TASK BRIEF:
What lines in the entries below contain the word "would"? Copy all of them.

[[ DATA FOR ANALYSIS, beginning ]]

Issue #579, opened 2015-11-18
Ignoring event coming from unknown registry


thenewguy:
So I remember reading about the issue with notifications and the registry/portus being behind compose.

In the case of "Ignoring event coming from unknown registry" (it detects the registry as "registry:5000" instead of docker.internal.example.com) would it not just be simplest to follow up with a http call and pull the event from the registry api?

I am not sure of the notification payload because it isn't logged, but it would seem that one could query the registry api for the notification supplied by the rejected payload and use the reponse.

mssola:
Could you provide more information ? Versions of docker, distribution and Portus (also note that we have released Portus 2.0.3 not so long ago, and that it fixes some known problems with the registry). Even better, we may want to continue this conversation in our new mailing list: https://groups.google.com/forum/#!forum/portus-dev. If we realize that it's an actual bug from Portus, then we can submit a new issue. What do you think ?

jmahowald:
I've just run into something similar.  Finally got my nginx proxy working with both portus and registry on same host.  I don't think it's a problem with Portus and the event  spec per-se, but rather in the ways in which you determine if it is a known registry.  Too tired to do a full write up, but I'll try to follow up tomorrow

mssola:
Closing this issue since it's old and we never got info back.

@jmahowald feel free to leave a comment here anyways, any help that we can get is always appreciated :blush:

jmahowald:
Here's what I believe the fundamental issue is.  There isn't a way to configure the "host" field of the event that the registry uses when it pushes an event.  It appears to use the name that the client used when interacting with the registry.   I have portus though communicate directly with the registry, as SSL termination is happening through nginx.  So that "hostname" in portus is registry:5000.   That's fine since they are linked.  But my clients that want to push go to registry.docker.mycompany.com over 443.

[[ DATA FOR ANALYSIS, end ]]

EXPECTED ANSWER:
In the case of "Ignoring event coming from unknown registry" (it detects the registry as "registry:5000" instead of docker.internal.example.com) would it not just be simplest to follow up with a http call and pull the event from the registry api?
I am not sure of the notification payload because it isn't logged, but it would seem that one could query the registry api for the notification supplied by the rejected payload and use the reponse.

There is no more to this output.